Hacker News new | ask | show | jobs
by DharmaPolice 992 days ago
I must admit I found that element of the story...surprising. Has realtime faking gotten that good yet? Presumably there was back and forth in this call so this person was either disguising their voice or typing responses to be generated on the fly.

I know all this can be done, I'm just surprised it's reached the maturity where an attacker would choose to impersonate someone the call recipient presumably knew vs just being a vague "Bob from IT".

Although to be fair the article does say the employee was suspicious so maybe there was a delay which (if you were looking for it) you would spot.

2 comments

You could probably reduce the "delay" by using a soundboard of pre-generated filler material and playing that while you type the real response. "Let me find that bookmark", "So the thing about that is...", "ummm yeah. so...", "hmmm no not really"

You can also use text macros to type the response faster. Here they were trying to get MFA access, so you could map longer phrases that will come up often like "Okta multi factor authentication" to numpad 1. Company name to numpad 2. IT supervisor name to numpad 3.

If you know the target of the conversation you can tailor what you pre generate. I like to mess with scam callers when I get one, and I've noticed some are using some kind of soundboard with a woman's voice (I'm pretty positive it is real and not AI) and they have a planned flow / script. If you try to deviate from the script they have some options to bring you back into it. If you ask them to repeat something you can notice it's the exact same audio snippet as before. If you accuse them of being a bot they have a few samples of the woman being shocked and mildly embarrassed. "Oh my goodness, do I really sound like a bot? No it's just been a long work day for me. I'm sorry about that."

Why type or use a sound board. You aren’t thinking mission impossible enough

Live transcribing in realtime has been a thing for, forever, so there’s no reason for me to think this couldn’t all be glued together into a “voice changer” like the typical super deep “I have your son give me a million dollars” boxes, except instead of doing frequency modulation it is pipes to a model trained on someone’s voice, and applies it. Transcribing to text probably isn’t even needed because why would it be for machine to machine modification. It only needs to go to text for human consumption.

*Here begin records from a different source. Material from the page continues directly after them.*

PR #4679, opened 2023-01-25
Fix Form Editor scrollbars [MAILPOET-4607]

NeosinneR:
## Description

Remove the redundant close button in the Form Editor sidebar header, which was causing vertical scrollbars to be present in all areas (sidebar, content and settings). 

Also added animation on the toggle button in the top bar when opening/closing the sidebar.

## Code review notes

_N/A_

## QA notes

_N/A_

## Linked PRs

_N/A_

## Linked tickets

[MAILPOET-4607]

## After-merge notes

_N/A_

[MAILPOET-4607]: https://mailpoet.atlassian.net/browse/MAILPOET-4607?atlOrigin=eyJpIjoiNWRkNTljNzYxNjVmNDY3MDlhMDU5Y2ZhYzA5YTRkZjUiLCJwIjoiZ2l0aHViLWNvbS1KU1cifQ

### DIFF
--- a/mailpoet/assets/css/src/components-form-editor/_block-editor.scss
+++ b/mailpoet/assets/css/src/components-form-editor/_block-editor.scss
@@ -129,3 +129,11 @@ h2 {
     transform: rotate(45deg);
   }
 }
+
+// Hide block selector header with close button on desktops
+
+@include respond-to(not-small-screen) {
+  .edit-post-editor__inserter-panel-header {
+    display: none;
+  }
+}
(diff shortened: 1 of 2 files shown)


costasovo (changes requested):
Thank you for the fix!

I found that without the button, there is no way (at least I couldn't find it) to close the inserter on a small screen.

Screenshot 2023-01-25 at 8 29 44

I don't expect users to design forms fully on mobile, but they may want to adjust display settings and labels or even add a simple field. Maybe instead of removing the button, we could just hide it on a big screen?

NeosinneR:
@costasovo nice catch. I updated the PR to only hide it on big screen, so it's still visible on small screens

costasovo (approved):
Thank you! 👍

Aschepikov (approved):
GJ!

PR #4690, opened 2023-01-26
Allow editor to access automations [MAILPOET-5024]

websupporter:
## Description
This PR enables editors to use the automation feature.

## QA
When you test this PR, deactivate and activate the plugin, so the capabilities of the editor get updated. Test with the editor role.

## Linked tickets
[MAILPOET-5024]

[MAILPOET-5024]: https://mailpoet.atlassian.net/browse/MAILPOET-5024?atlOrigin=eyJpIjoiNWRkNTljNzYxNjVmNDY3MDlhMDU5Y2ZhYzA5YTRkZjUiLCJwIjoiZ2l0aHViLWNvbS1KU1cifQ

## After merge
Deactivate and activate plugin, when you want to reap the benefits immediately.

### DIFF
--- a/mailpoet/lib/Config/AccessControl.php
+++ b/mailpoet/lib/Config/AccessControl.php
@@ -67,6 +67,7 @@ class AccessControl {
         'mailpoet_permission_manage_automations',
         [
           'administrator',
+          'editor',
         ]
       ),
     ];
--- a/mailpoet/tests/integration/REST/Automation/Automations/AutomationPutEndpointTest.php
+++ b/mailpoet/tests/integration/REST/Automation/Automations/AutomationPutEndpointTest.php
@@ -31,6 +31,24 @@ class AutomationPutEndpointTest extends AutomationTest {
     $this->assertInstanceOf(Automation::class, $this->automation);
   }
 
+  public function testEditorIsAllowed(): void {
+    wp_set_current_user($this->editorUserId);
+    $data = $this->put(
+      sprintf(self::ENDPOINT_PATH, $this->automation->getId()),
+      [
+        'json' => [
+          'name' => 'Test',
+        ],
+      ]
+    );
+
+    $this->assertSame("Test", $data['data']['name']);
+
+    $automation = $this->automationStorage->getAutomation($this->automation->getId());
+    $this->assertInstanceOf(Automation::class, $automation);
+    $this->assertSame('Test', $automation->getName());
+  }
+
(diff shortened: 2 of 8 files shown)


mailpoet/tests/integration/REST/Automation/Automations/AutomationPutEndpointTest.php
```diff
@@ -31,6 +31,29 @@ public function _before() {
...
+          'name' => 'Test',
+        ],
+      ]
+    );
+
+    $this->assertNotSame([
+      'code' => 'rest_forbidden',
+      'message' => 'Sorry, you are not allowed to do that.',
+      'data' => ['status' => 401],
+    ], $data);
```
JanJakes: This check doesn't seem to make much sense given the check just below (and in all of the other occurrences) but I guess no harm in keeping it either.

mailpoet/lib/Config/AccessControl.php
```diff
@@ -13,7 +12,7 @@ class AccessControl {
   const PERMISSION_MANAGE_SUBSCRIBERS = 'mailpoet_manage_subscribers';
   const PERMISSION_MANAGE_FORMS = 'mailpoet_manage_forms';
   const PERMISSION_MANAGE_SEGMENTS = 'mailpoet_manage_segments';
-  const PERMISSION_MANAGE_AUTOMATIONS = Engine::CAPABILITY_MANAGE_AUTOMATIONS;
+  const PERMISSION_MANAGE_AUTOMATIONS = self::PERMISSION_MANAGE_EMAILS;
```
JanJakes: We seem to be quite granular in the roles in general (managing subscribers, forms, segments, ...). Seeing that, isn't removing the automations role a bit of an inconsistency? Wouldn't it be better to just add the `editor` role as a default (same as for emails and for plugin admin)?

websupporter: > Wouldn't it be better to just add the editor role as a default (same as for emails and for plugin admin)?

~~Tbh, I tried that. For some reason, it did not work as expected~~

Ahhh! Capabilties are updated during plugin update and not on runtime! Yes, I agree, that would be better. Preparing...

websupporter:
Thank you @JanJakes! Reset and recommitted.

JanJakes (approved):

Aschepikov (approved):
GJ!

Raw pcm bits from audio in -> AI model trained on victims voice -> line out to phone or voip app.

We totally have the compute to do that. Probably with our phones.

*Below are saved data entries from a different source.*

PR #5608, opened 2024-05-24
Add a knowledge base link to mysql server has gone away - MAILPOET-6020

triple0t:
## Description

This error can be thrown in multiple places. I  added an exception handler for MailPoet files.
We can't do anything about the error when it's thrown from within WordPress core or from other plugins or themes.

I tested the error on a non-English WP site, and it seems to work, but please reconfirm.

## Code review notes

`handleExceptionDuringQuery` is marked internal, but it's the method we need.
The alternative would be to wrap all the query methods on the `MailPoetVendor\Doctrine\DBAL\Connection` class.

## QA notes

I think the easiest way to test this PR is to trigger the error.

Get these values and save them somewhere
(If you get an error, login to the DB with root credentials)

```
SHOW VARIABLES LIKE 'net_buffer_length';
SHOW VARIABLES LIKE 'max_allowed_packet';
SHOW VARIABLES LIKE 'wait_timeout';
```

Set this value
```
SET GLOBAL wait_timeout = 1;
SET GLOBAL net_buffer_length = 1200;
SET GLOBAL max_allowed_packet = 3000;
```

Please experiment with the `max_allowed_packet` value. Examples can be 3000, 5000, etc

Visit `/wp-admin/admin.php?page=mailpoet-newsletters#/new` and try to create a new email
You should get the error
Also, check your error log file

## Linked PRs

_N/A_

## Linked tickets

[MAILPOET-6020](https://mailpoet.atlassian.net/browse/MAILPOET-6020)

## After-merge notes

_N/A_

## Tasks

[MAILPOET-6020]: https://mailpoet.atlassian.net/browse/MAILPOET-6020?atlOrigin=eyJpIjoiNWRkNTljNzYxNjVmNDY3MDlhMDU5Y2ZhYzA5YTRkZjUiLCJwIjoiZ2l0aHViLWNvbS1KU1cifQ

### DIFF
--- a/mailpoet/lib/Cron/CronTrigger.php
+++ b/mailpoet/lib/Cron/CronTrigger.php
@@ -4,6 +4,7 @@ namespace MailPoet\Cron;
 
 use MailPoet\Cron\Triggers\WordPress;
 use MailPoet\Settings\SettingsController;
+use MailPoet\Util\Helpers;
 
 class CronTrigger {
   const METHOD_LINUX_CRON = 'Linux Cron';
@@ -51,6 +52,7 @@ class CronTrigger {
       return false;
     } catch (\Exception $e) {
       // cron exceptions should not prevent the rest of the site from loading
+      Helpers::mySqlGoneAwayExceptionHandler($e);
     }
   }
 
--- a/mailpoet/lib/Cron/Daemon.php
+++ b/mailpoet/lib/Cron/Daemon.php
@@ -4,6 +4,7 @@ namespace MailPoet\Cron;
 
 use MailPoet\Cron\Workers\WorkersFactory;
 use MailPoet\Logging\LoggerFactory;
+use MailPoet\Util\Helpers;
 use MailPoetVendor\Doctrine\ORM\EntityManager;
 
 class Daemon {
@@ -61,6 +62,8 @@ class Daemon {
           $worker->process($this->timer); // BC for workers not implementing CronWorkerInterface
         }
       } catch (\Exception $e) {
+        Helpers::mySqlGoneAwayExceptionHandler($e);
+
         $workerClassNameParts = explode('\\', get_class($worker));
         $workerName = end($workerClassNameParts);
         $errors[] = [
--- a/mailpoet/lib/Cron/ActionScheduler/RemoteExecutorHandler.php
+++ b/mailpoet/lib/Cron/ActionScheduler/RemoteExecutorHandler.php
@@ -2,6 +2,7 @@
 
 namespace MailPoet\Cron\ActionScheduler;
 
+use MailPoet\Util\Helpers;
 use MailPoet\WP\Functions as WPFunctions;
 
 class RemoteExecutorHandler {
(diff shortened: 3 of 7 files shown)


mailpoet/lib/Cron/CronTrigger.php
```diff
@@ -51,6 +52,7 @@ public function init(string $environment = '') {
       return false;
     } catch (\Exception $e) {
       // cron exceptions should not prevent the rest of the site from loading
+      Helpers::mySqlGoneAwayExceptionHandler($e);
```
costasovo, line 55: Just want to make sure I understand. Here, we intentionally ignore the returned message and call the helper just to log the error via error_log. Correct?

mailpoet/lib/Cron/Daemon.php
```diff
@@ -61,6 +62,8 @@ public function run($settingsDaemonData) {
           $worker->process($this->timer); // BC for workers not implementing CronWorkerInterface
         }
       } catch (\Exception $e) {
+        Helpers::mySqlGoneAwayExceptionHandler($e);
```
costasovo, line 65: Just want to make sure I understand. Here, we intentionally ignore the returned message and call the helper just to log the error via error_log. Correct?

costasovo (commented):
@triple0t Codewise looks good! I have just a question to verify my understanding.
I tried to replicate the mysql has gone away error using your instructions but I was not able to replicate it. 
Perhaps because I'm getting different errors:  (Got timeout reading communication packets) or (Got a packet bigger than 'max_allowed_packet' bytes). I'm using  10.5.8-MariaDB.
But I guess I could move it forward and let QA to test it.

mailpoet/lib/Cron/CronTrigger.php
triple0t: Yup, that's correct. @costasovo 
I have no idea why we aren't logging the error with our LoggerFactory class.
Do you think we should log it or leave it as it currently is?

mailpoet/lib/Cron/Daemon.php
triple0t: Yup, that's correct.

mailpoet/lib/Cron/CronTrigger.php
triple0t: Oh, if we have a Database error, we can't write to the Database, so it probably won't work.

triple0t:

> Perhaps because I'm getting different errors: (Got timeout reading communication packets) or (Got a packet bigger than 'max_allowed_packet' bytes). I'm using 10.5.8-MariaDB.
But I guess I could move it forward and let QA to test it.

Yeah, this happens.
You can experiment with the `max_allowed_packet` value. Examples can be 3000, 5000, etc

costasovo (approved):
@triple0t Looks good!
As for testing, I'm still getting different errors (different from "mysql server has gone away")from the DB so the specific handler is not triggered. I'm sending it to QA hoping they will have more luck with the replication.

Aschepikov (approved):
GJ!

I can't remember which election it was, but the 3D animated character was pushing the limits of real-time rendering for its day when he appeared on a morning talk show and answered questions live. So the live thing has been around for quite some time. The deep fake just allows for the models to look believable. Once you have a model, you can make it do anything.
Faking a famous person would seem to me to be easier (for various reasons) than faking my colleague. It's not enough to fake the sound of their voice, it's also the manner in which they speak - word choice, attitude, responses, knowledge, sense of humour etc. But I'm guessing the target of this attack only knew the fake person they were speaking to marginally.

The approach seems to be unnecessarily risky vs just phoning up pretending to be someone they didn't know is my point.